---------- Exercise inputs ----------

Issue #642, opened 2023-01-11
Tests broken on github actions


carmenbianca:
The tests run against ubuntu:latest. ubuntu:latest does not ship with Python 3.6.

Fix this.

linozen:
Fixed as of #644

PR #644, opened 2023-01-11
Fix CI

linozen:
See related issue here:
https://github.com/actions/setup-python/issues/544


carmenbianca:
See #642

mxmehl (approved):

mxmehl:
Ah, just found an alternative solution. We could exclude 3.6 from the matrix, and include it explicitely with ubuntu-20.04. This way, we could run all other Python versions on ubuntu-22.04.

nicorikken:
That is what I was thinking too.

PR #645, opened 2023-01-11
Add loglevel argument to pytest. [convenience feature]

sisch:
While starting to work on reuse-tool I first ran the tests and noticed an overwhelming flood of DEBUG outputs.

This PR is my attempt to improve the user experince of running the tests frequently by allowing for a commandline option `--loglevel <LEVEL>`. This does break one test that relies on log output, thus this test is skipped, if the loglevel is too high.

Feel free to suggest a place to put some instructions on how to use it (if it isn't self-explanatory), as I wasn't sure where an example call would fit best.

### DIFF
--- a/CHANGELOG.md
+++ b/CHANGELOG.md
@@ -39,6 +39,9 @@ The versions follow [semantic versioning](https://semver.org).
 
 ### Added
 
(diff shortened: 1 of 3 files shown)


carmenbianca (approved):
LGTM :+1: 

Thanks for the contribution @sisch !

----------

#### [Directions]
Repeat the data above in full, word for word.

#### [Result]
Issue #642, opened 2023-01-11
Tests broken on github actions


carmenbianca:
The tests run against ubuntu:latest. ubuntu:latest does not ship with Python 3.6.

Fix this.

linozen:
Fixed as of #644

PR #644, opened 2023-01-11
Fix CI

linozen:
See related issue here:
https://github.com/actions/setup-python/issues/544


carmenbianca:
See #642

mxmehl (approved):

mxmehl:
Ah, just found an alternative solution. We could exclude 3.6 from the matrix, and include it explicitely with ubuntu-20.04. This way, we could run all other Python versions on ubuntu-22.04.

nicorikken:
That is what I was thinking too.

PR #645, opened 2023-01-11
Add loglevel argument to pytest. [convenience feature]

sisch:
While starting to work on reuse-tool I first ran the tests and noticed an overwhelming flood of DEBUG outputs.

This PR is my attempt to improve the user experince of running the tests frequently by allowing for a commandline option `--loglevel <LEVEL>`. This does break one test that relies on log output, thus this test is skipped, if the loglevel is too high.

Feel free to suggest a place to put some instructions on how to use it (if it isn't self-explanatory), as I wasn't sure where an example call would fit best.

### DIFF
--- a/CHANGELOG.md
+++ b/CHANGELOG.md
@@ -39,6 +39,9 @@ The versions follow [semantic versioning](https://semver.org).
 
 ### Added
 
(diff shortened: 1 of 3 files shown)


carmenbianca (approved):
LGTM :+1: 

Thanks for the contribution @sisch !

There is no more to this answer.